BEGIN Information given

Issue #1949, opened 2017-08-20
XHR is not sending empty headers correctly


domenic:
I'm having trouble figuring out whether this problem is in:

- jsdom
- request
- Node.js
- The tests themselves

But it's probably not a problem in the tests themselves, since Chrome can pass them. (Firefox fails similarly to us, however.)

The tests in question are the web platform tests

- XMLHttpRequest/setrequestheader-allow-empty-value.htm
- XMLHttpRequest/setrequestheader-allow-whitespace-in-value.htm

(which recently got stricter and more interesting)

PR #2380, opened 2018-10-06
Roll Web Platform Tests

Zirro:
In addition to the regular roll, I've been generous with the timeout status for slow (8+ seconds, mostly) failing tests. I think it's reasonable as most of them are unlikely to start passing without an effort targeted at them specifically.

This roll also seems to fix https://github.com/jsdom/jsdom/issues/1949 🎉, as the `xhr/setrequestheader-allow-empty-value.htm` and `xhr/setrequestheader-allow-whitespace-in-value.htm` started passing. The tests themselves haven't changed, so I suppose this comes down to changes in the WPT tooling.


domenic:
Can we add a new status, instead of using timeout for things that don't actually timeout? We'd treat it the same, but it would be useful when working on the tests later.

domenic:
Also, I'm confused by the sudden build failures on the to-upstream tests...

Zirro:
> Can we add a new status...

END Information given
BEGIN Information given

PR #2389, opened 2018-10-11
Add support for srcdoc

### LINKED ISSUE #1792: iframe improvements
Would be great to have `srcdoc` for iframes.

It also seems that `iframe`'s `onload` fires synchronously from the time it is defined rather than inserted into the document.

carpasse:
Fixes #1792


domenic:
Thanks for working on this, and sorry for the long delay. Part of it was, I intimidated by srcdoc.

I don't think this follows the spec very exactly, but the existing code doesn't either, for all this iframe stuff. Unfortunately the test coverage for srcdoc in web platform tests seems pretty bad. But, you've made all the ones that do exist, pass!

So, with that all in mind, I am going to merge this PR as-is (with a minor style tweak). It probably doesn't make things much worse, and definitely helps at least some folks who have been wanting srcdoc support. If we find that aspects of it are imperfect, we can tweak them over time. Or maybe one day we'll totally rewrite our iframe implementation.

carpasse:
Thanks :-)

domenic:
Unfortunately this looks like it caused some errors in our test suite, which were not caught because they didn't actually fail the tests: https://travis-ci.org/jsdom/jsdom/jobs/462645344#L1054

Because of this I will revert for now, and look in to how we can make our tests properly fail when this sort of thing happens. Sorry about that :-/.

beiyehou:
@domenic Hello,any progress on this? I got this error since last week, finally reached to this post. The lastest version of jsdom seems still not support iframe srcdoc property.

END Information given

> **Exercise instructions**
Your task is to return each line of the data above that contains the string "https".

> **Exercise result**
This roll also seems to fix https://github.com/jsdom/jsdom/issues/1949 🎉, as the `xhr/setrequestheader-allow-empty-value.htm` and `xhr/setrequestheader-allow-whitespace-in-value.htm` started passing. The tests themselves haven't changed, so I suppose this comes down to changes in the WPT tooling.
Unfortunately this looks like it caused some errors in our test suite, which were not caught because they didn't actually fail the tests: https://travis-ci.org/jsdom/jsdom/jobs/462645344#L1054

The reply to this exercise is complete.